(Saved data entries)
************

PR #3029, opened 2024-11-11
LB-1419: Fix broken partial dates

mayhem:
The MB data cashes have invalid partial dates for release_group data. The problem is that when any part of a || concat expression in PG is NULL, the entire result is NULL. The solution is to move the partial data logic into python code.

### DIFF
--- a/mbid_mapping/mapping/mb_release_group_cache.py
+++ b/mbid_mapping/mapping/mb_release_group_cache.py
@@ -133,9 +133,16 @@ class MusicBrainzReleaseGroupCache(MusicBrainzEntityMetadataCache):
                 tag["genre_mbid"] = genre_mbid
             release_group_tags.append(tag)
 
+
+        date = str(row["year"] or '')
+        if row["month"] is not None:
+            date += "-%02d" % row["month"]
+        if row["day"] is not None:
+            date += "-%02d" % row["day"]
+
         release_group = {
             "name": row["release_group_name"],
-            "date": row["date"],
+            "date": date,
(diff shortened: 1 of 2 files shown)


mayhem:
This PR is also temporarily deployed, anticipating the monthly rebuild of all of the data.

mbid_mapping/mapping/mb_release_group_cache.py
```diff
@@ -133,9 +133,16 @@ def create_json_data(self, row):
                 tag["genre_mbid"] = genre_mbid
             release_group_tags.append(tag)
 
+
+        date = str(row["year"] or '')
+        if row["month"] is not None:
```
amCap1712, line 138: Is this the same format that MB follows for partial dates because consider a date where the month is unknown but the year and day are, it could be formatted as 2024-01 which is easily misunderstood.

amCap1712 (approved):
I am not sure we are relying on the date to be parsable anywhere but in case something breaks we should keep this change in mind. Also, you could use COALESCE in postgres to generate the partial dates but python is fine too.

mbid_mapping/mapping/mb_release_group_cache.py
mayhem: MB dates are not allowed to have a day without a month. YYYY, YYYY-MM, YYYY-MM-DD are the only valid forms.

amCap1712: Ah cool, awesome!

************

Once more, write out all the data exactly.

PR #3029, opened 2024-11-11
LB-1419: Fix broken partial dates

mayhem:
The MB data cashes have invalid partial dates for release_group data. The problem is that when any part of a || concat expression in PG is NULL, the entire result is NULL. The solution is to move the partial data logic into python code.

### DIFF
--- a/mbid_mapping/mapping/mb_release_group_cache.py
+++ b/mbid_mapping/mapping/mb_release_group_cache.py
@@ -133,9 +133,16 @@ class MusicBrainzReleaseGroupCache(MusicBrainzEntityMetadataCache):
                 tag["genre_mbid"] = genre_mbid
             release_group_tags.append(tag)
 
+
+        date = str(row["year"] or '')
+        if row["month"] is not None:
+            date += "-%02d" % row["month"]
+        if row["day"] is not None:
+            date += "-%02d" % row["day"]
+
         release_group = {
             "name": row["release_group_name"],
-            "date": row["date"],
+            "date": date,
(diff shortened: 1 of 2 files shown)


mayhem:
This PR is also temporarily deployed, anticipating the monthly rebuild of all of the data.

mbid_mapping/mapping/mb_release_group_cache.py
```diff
@@ -133,9 +133,16 @@ def create_json_data(self, row):
                 tag["genre_mbid"] = genre_mbid
             release_group_tags.append(tag)
 
+
+        date = str(row["year"] or '')
+        if row["month"] is not None:
```
amCap1712, line 138: Is this the same format that MB follows for partial dates because consider a date where the month is unknown but the year and day are, it could be formatted as 2024-01 which is easily misunderstood.

amCap1712 (approved):
I am not sure we are relying on the date to be parsable anywhere but in case something breaks we should keep this change in mind. Also, you could use COALESCE in postgres to generate the partial dates but python is fine too.

mbid_mapping/mapping/mb_release_group_cache.py
mayhem: MB dates are not allowed to have a day without a month. YYYY, YYYY-MM, YYYY-MM-DD are the only valid forms.

amCap1712: Ah cool, awesome!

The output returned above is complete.